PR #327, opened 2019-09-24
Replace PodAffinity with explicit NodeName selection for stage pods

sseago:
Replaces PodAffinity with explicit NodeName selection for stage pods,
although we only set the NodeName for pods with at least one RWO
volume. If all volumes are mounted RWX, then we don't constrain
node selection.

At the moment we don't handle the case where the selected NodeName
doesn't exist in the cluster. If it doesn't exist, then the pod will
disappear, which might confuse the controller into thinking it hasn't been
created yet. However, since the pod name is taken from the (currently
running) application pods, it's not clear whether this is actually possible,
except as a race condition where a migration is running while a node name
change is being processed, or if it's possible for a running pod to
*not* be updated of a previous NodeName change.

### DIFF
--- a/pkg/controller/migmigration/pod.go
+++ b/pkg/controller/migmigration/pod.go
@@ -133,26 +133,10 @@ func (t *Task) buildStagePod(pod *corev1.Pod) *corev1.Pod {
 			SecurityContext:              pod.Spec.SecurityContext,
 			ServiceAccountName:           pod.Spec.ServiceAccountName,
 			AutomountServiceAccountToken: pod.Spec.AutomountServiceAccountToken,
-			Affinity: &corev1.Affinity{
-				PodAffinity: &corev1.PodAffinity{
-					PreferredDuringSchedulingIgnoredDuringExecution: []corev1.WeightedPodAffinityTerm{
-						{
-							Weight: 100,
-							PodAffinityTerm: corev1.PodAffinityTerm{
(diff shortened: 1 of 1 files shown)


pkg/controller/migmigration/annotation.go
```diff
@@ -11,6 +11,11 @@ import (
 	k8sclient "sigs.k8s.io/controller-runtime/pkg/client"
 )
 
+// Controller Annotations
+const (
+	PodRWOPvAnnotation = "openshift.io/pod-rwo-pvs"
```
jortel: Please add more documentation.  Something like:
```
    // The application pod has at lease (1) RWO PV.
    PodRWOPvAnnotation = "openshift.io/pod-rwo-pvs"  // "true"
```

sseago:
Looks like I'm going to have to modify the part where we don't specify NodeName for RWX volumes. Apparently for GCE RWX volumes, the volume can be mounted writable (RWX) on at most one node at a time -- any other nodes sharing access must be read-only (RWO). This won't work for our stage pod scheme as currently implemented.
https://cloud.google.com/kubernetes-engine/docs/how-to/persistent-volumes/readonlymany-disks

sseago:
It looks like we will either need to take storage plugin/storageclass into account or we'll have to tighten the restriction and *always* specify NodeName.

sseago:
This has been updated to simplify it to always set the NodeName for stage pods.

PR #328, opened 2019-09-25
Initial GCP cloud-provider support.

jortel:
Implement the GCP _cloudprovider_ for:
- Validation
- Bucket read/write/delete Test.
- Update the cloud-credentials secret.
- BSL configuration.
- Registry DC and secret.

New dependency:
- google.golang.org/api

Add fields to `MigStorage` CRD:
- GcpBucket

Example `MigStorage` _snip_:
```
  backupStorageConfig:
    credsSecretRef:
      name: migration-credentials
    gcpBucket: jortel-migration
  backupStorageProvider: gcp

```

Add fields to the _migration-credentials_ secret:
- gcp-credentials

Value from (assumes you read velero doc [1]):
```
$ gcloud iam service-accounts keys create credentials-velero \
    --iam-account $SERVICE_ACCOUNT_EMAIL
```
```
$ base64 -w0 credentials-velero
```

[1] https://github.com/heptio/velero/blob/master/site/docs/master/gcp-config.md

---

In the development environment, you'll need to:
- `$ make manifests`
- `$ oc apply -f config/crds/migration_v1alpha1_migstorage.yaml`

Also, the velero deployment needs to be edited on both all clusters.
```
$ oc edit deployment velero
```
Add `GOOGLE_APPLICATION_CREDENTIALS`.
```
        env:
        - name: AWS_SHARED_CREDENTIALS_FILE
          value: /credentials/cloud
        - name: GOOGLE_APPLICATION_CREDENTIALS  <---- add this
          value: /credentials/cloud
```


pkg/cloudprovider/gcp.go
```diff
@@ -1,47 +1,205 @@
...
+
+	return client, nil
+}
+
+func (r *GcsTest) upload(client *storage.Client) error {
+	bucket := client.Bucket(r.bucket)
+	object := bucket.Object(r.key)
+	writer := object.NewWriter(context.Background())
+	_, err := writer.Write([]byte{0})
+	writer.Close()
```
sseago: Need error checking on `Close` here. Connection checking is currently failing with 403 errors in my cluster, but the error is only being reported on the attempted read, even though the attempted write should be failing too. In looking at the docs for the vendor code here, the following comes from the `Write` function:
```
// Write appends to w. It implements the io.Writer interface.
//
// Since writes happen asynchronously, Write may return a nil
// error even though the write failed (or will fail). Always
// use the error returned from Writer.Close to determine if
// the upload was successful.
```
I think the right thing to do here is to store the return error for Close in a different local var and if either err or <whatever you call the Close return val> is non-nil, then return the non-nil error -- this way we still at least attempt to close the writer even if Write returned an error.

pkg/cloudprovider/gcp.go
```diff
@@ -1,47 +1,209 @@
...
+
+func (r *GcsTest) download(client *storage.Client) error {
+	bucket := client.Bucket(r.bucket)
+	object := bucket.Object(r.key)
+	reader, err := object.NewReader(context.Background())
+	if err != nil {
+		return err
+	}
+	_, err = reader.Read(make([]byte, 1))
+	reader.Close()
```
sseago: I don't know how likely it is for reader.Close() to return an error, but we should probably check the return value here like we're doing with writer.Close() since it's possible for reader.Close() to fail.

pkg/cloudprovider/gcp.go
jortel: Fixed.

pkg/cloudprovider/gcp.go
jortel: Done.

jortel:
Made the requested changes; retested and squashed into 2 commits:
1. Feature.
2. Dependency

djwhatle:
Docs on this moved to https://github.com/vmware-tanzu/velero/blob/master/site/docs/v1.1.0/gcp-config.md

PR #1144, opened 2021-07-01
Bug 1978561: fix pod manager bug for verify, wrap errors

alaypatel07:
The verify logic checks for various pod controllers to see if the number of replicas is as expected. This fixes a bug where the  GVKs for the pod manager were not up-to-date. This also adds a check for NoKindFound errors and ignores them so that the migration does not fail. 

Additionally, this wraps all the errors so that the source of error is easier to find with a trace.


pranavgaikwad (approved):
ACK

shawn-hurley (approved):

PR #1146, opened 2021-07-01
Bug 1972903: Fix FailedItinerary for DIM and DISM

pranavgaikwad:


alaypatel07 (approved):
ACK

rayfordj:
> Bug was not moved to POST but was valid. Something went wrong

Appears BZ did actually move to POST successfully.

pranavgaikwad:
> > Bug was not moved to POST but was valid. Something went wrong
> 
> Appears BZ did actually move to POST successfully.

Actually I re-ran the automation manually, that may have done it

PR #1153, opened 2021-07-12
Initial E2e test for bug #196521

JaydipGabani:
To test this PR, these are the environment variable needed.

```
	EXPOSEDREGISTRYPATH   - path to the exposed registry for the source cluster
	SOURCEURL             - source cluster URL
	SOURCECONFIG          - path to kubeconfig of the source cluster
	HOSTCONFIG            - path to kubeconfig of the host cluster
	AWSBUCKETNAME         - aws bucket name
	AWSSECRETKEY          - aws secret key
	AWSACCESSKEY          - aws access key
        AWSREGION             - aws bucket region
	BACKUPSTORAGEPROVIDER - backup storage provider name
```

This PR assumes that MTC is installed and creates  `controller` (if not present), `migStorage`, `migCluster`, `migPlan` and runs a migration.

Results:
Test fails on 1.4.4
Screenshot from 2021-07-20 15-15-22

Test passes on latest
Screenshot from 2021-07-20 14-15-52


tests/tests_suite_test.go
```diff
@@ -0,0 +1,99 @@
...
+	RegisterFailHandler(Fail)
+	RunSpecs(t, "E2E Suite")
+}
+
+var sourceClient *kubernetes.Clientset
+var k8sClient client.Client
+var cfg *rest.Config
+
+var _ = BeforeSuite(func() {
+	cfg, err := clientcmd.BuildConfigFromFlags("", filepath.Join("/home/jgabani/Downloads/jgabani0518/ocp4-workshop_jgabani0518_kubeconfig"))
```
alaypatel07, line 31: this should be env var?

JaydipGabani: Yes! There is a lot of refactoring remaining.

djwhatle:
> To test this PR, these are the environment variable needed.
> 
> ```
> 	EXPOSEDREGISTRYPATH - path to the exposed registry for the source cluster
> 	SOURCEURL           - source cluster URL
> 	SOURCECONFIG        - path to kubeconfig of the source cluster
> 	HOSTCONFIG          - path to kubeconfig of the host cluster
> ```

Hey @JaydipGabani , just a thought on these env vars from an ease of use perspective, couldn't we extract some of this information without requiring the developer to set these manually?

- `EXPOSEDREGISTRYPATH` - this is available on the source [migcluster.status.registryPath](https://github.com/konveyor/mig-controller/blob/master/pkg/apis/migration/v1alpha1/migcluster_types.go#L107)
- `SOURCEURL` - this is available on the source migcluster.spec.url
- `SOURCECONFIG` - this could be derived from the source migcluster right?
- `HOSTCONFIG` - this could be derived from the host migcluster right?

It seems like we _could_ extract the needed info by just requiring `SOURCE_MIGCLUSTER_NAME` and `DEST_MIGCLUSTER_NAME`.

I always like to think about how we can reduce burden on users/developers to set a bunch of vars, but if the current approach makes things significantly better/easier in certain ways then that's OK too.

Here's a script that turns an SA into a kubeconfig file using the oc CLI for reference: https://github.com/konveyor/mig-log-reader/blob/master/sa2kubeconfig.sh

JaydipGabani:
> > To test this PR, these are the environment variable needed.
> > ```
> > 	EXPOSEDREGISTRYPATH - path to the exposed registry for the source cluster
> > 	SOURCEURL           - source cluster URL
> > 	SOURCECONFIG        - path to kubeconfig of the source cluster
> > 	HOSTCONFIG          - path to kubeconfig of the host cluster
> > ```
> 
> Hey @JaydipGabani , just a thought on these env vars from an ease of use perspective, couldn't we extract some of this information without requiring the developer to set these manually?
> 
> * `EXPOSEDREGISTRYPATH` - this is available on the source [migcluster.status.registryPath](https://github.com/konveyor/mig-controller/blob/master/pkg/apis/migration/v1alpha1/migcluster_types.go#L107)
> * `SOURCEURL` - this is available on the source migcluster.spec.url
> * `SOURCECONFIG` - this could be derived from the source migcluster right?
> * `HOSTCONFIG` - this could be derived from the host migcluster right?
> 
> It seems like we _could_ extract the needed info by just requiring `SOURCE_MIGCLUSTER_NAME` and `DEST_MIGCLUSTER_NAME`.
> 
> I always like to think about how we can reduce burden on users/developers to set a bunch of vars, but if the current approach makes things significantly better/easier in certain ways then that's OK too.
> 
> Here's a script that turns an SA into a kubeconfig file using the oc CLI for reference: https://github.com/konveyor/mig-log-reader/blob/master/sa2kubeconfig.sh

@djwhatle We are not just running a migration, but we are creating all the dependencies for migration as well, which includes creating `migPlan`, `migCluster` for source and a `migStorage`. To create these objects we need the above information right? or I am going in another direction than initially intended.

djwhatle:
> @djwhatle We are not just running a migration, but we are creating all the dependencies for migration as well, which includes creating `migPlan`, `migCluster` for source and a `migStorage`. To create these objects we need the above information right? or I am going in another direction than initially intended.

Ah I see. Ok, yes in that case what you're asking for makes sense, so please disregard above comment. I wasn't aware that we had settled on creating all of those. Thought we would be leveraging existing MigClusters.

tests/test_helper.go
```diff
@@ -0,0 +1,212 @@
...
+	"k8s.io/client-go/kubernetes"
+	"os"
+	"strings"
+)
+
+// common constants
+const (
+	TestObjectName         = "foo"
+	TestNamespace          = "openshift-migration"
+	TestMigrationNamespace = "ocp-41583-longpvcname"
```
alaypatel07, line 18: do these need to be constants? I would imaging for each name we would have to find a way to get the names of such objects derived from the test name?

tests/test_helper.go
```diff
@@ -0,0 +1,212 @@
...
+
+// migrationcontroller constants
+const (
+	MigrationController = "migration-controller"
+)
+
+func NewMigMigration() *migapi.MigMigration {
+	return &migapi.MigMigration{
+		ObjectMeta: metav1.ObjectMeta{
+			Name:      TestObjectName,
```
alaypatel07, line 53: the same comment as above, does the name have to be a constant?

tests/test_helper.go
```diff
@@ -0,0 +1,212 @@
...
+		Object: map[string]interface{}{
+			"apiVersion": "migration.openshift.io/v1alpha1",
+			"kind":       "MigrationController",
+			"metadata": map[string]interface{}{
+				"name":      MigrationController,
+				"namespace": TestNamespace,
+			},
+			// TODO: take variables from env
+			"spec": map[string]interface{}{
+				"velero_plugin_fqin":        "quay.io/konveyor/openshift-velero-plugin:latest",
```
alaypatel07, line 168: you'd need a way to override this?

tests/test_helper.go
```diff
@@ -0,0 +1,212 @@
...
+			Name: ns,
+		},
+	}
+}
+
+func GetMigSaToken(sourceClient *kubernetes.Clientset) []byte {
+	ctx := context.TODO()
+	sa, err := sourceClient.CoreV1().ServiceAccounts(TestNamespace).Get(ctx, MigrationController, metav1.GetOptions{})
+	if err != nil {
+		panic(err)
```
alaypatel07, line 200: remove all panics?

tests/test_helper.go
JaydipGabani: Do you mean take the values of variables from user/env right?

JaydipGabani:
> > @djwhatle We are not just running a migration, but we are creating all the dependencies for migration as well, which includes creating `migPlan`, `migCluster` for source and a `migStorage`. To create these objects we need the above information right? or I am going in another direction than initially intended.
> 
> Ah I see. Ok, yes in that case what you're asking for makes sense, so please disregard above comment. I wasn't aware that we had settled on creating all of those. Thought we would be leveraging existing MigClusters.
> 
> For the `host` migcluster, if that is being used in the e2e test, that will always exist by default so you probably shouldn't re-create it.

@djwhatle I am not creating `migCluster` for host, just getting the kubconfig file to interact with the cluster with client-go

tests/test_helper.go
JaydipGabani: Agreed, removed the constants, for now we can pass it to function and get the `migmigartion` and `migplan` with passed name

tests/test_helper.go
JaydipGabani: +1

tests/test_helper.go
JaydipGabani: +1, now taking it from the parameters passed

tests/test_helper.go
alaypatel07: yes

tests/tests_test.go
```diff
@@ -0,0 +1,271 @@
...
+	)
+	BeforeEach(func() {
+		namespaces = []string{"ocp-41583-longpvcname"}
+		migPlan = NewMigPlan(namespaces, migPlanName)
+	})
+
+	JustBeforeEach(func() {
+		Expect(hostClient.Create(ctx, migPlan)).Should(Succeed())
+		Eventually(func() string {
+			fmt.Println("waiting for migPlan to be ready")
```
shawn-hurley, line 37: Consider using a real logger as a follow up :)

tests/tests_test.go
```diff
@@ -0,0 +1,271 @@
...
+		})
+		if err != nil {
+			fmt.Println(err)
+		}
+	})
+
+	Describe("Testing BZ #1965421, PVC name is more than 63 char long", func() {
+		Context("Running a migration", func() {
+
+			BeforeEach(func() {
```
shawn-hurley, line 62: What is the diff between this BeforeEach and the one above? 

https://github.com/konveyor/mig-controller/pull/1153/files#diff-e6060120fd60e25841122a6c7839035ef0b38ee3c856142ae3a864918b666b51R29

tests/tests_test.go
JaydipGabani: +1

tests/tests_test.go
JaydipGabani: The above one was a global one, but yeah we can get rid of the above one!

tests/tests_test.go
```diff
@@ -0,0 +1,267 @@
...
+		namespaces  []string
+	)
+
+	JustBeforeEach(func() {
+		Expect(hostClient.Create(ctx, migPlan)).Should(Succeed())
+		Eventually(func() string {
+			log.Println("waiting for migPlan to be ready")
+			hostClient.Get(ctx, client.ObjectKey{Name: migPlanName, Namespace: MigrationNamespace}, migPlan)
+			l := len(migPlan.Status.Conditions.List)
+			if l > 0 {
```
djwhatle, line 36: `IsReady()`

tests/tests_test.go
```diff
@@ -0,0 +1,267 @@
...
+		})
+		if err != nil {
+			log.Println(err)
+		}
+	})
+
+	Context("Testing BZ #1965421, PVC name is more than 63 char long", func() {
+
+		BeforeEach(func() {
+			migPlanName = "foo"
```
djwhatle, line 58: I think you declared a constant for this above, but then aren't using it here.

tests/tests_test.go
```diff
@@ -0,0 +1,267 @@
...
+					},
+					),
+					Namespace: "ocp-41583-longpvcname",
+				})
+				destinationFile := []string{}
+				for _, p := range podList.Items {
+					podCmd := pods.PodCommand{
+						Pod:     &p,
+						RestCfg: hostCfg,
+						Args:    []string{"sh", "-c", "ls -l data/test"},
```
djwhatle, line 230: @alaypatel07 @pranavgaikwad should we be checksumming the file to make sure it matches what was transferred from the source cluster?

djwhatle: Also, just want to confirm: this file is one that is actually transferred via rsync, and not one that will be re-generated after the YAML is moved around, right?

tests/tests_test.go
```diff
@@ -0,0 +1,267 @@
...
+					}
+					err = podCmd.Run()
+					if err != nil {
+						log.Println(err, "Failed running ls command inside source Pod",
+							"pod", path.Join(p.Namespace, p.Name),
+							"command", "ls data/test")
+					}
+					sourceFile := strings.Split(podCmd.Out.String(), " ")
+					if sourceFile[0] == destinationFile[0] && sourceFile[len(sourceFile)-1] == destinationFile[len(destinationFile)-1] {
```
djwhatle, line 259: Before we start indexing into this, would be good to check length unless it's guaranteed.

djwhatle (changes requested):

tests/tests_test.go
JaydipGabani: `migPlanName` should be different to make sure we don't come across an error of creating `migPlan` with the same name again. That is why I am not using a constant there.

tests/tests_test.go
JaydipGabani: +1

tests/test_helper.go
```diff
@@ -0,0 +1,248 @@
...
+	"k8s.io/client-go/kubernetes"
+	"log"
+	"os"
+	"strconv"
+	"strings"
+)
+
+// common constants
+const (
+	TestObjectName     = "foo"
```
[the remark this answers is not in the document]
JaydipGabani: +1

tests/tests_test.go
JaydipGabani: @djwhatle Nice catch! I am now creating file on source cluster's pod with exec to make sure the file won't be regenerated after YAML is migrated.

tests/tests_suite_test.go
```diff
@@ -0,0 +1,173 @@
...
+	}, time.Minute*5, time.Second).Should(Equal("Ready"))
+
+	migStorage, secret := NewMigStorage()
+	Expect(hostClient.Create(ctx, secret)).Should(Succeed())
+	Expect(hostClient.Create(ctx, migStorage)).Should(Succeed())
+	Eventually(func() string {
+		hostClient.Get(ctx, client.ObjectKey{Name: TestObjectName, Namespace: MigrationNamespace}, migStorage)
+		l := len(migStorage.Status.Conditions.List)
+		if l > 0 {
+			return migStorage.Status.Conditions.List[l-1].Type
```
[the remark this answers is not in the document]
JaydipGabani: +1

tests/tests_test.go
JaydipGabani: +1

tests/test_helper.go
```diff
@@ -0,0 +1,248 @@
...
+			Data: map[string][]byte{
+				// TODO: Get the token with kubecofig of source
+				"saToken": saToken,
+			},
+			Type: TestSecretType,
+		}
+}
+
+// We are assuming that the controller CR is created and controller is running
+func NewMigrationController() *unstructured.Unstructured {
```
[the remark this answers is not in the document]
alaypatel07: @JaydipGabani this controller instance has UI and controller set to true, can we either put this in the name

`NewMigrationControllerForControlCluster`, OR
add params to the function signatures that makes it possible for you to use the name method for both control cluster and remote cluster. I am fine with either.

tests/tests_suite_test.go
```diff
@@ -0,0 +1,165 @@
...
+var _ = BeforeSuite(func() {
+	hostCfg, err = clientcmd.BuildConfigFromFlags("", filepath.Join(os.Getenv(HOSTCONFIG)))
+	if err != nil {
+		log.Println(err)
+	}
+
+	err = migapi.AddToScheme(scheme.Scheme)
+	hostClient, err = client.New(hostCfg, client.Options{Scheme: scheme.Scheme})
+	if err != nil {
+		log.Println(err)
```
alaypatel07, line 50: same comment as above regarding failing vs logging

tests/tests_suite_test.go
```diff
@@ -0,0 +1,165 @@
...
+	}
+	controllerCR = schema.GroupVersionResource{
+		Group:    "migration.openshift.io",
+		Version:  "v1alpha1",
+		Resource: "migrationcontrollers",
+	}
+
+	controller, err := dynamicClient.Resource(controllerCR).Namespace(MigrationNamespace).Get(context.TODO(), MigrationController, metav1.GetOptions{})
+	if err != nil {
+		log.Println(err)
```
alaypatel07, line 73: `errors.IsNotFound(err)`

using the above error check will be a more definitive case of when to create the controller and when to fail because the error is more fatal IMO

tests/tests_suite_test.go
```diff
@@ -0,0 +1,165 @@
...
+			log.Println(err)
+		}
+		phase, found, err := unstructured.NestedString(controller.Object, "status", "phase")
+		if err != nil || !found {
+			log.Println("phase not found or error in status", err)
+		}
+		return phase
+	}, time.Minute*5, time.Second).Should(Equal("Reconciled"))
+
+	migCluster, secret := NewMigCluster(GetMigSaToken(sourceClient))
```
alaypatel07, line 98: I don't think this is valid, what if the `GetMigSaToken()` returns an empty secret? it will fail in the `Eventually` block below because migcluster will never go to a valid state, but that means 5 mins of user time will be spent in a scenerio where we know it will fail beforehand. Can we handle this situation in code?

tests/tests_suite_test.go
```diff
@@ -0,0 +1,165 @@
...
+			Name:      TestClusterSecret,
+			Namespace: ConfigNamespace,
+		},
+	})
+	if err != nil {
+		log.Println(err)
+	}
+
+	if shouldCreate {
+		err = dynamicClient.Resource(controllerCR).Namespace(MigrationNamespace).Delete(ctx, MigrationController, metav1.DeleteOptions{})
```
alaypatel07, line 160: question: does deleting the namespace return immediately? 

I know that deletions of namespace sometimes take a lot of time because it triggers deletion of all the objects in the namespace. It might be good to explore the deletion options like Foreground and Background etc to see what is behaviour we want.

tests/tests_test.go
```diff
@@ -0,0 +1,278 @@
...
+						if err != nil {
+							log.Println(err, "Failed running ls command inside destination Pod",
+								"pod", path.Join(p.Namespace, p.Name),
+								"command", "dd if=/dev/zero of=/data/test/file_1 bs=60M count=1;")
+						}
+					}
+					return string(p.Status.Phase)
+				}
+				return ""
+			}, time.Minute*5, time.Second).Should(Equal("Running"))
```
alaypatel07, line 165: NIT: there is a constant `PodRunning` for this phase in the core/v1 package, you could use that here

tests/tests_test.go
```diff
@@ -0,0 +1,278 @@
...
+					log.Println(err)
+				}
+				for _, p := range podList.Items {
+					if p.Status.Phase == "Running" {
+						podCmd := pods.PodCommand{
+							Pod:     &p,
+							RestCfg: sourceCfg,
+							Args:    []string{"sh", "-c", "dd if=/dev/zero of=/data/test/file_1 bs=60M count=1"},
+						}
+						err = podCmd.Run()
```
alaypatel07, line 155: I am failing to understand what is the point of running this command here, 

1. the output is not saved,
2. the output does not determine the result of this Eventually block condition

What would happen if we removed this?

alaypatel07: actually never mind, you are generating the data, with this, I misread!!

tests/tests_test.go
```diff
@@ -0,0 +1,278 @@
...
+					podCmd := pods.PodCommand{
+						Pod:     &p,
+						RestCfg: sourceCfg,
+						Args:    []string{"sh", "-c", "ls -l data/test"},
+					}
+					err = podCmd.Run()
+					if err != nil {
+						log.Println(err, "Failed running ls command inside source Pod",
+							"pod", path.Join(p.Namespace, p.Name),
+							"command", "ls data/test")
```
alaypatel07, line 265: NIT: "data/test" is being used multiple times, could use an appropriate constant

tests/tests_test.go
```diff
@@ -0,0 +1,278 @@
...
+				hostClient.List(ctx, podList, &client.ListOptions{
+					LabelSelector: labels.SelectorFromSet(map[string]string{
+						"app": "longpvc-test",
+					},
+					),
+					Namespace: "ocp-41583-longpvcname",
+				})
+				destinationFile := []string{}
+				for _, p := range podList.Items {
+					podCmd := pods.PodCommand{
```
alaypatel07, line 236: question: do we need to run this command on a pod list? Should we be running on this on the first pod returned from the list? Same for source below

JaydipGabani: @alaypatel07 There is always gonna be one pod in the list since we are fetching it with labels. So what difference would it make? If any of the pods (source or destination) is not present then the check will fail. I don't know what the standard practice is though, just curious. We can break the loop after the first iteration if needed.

..........

How to complete this task =
If a line comes after the one with "Looks like I'm", leave it out; reproduce exactly every line of the material from the first up to and including that one.

Solved problem =
PR #327, opened 2019-09-24
Replace PodAffinity with explicit NodeName selection for stage pods

sseago:
Replaces PodAffinity with explicit NodeName selection for stage pods,
although we only set the NodeName for pods with at least one RWO
volume. If all volumes are mounted RWX, then we don't constrain
node selection.

At the moment we don't handle the case where the selected NodeName
doesn't exist in the cluster. If it doesn't exist, then the pod will
disappear, which might confuse the controller into thinking it hasn't been
created yet. However, since the pod name is taken from the (currently
running) application pods, it's not clear whether this is actually possible,
except as a race condition where a migration is running while a node name
change is being processed, or if it's possible for a running pod to
*not* be updated of a previous NodeName change.

### DIFF
--- a/pkg/controller/migmigration/pod.go
+++ b/pkg/controller/migmigration/pod.go
@@ -133,26 +133,10 @@ func (t *Task) buildStagePod(pod *corev1.Pod) *corev1.Pod {
 			SecurityContext:              pod.Spec.SecurityContext,
 			ServiceAccountName:           pod.Spec.ServiceAccountName,
 			AutomountServiceAccountToken: pod.Spec.AutomountServiceAccountToken,
-			Affinity: &corev1.Affinity{
-				PodAffinity: &corev1.PodAffinity{
-					PreferredDuringSchedulingIgnoredDuringExecution: []corev1.WeightedPodAffinityTerm{
-						{
-							Weight: 100,
-							PodAffinityTerm: corev1.PodAffinityTerm{
(diff shortened: 1 of 1 files shown)


pkg/controller/migmigration/annotation.go
```diff
@@ -11,6 +11,11 @@ import (
 	k8sclient "sigs.k8s.io/controller-runtime/pkg/client"
 )
 
+// Controller Annotations
+const (
+	PodRWOPvAnnotation = "openshift.io/pod-rwo-pvs"
```
jortel: Please add more documentation.  Something like:
```
    // The application pod has at lease (1) RWO PV.
    PodRWOPvAnnotation = "openshift.io/pod-rwo-pvs"  // "true"
```

sseago:
Looks like I'm going to have to modify the part where we don't specify NodeName for RWX volumes. Apparently for GCE RWX volumes, the volume can be mounted writable (RWX) on at most one node at a time -- any other nodes sharing access must be read-only (RWO). This won't work for our stage pod scheme as currently implemented.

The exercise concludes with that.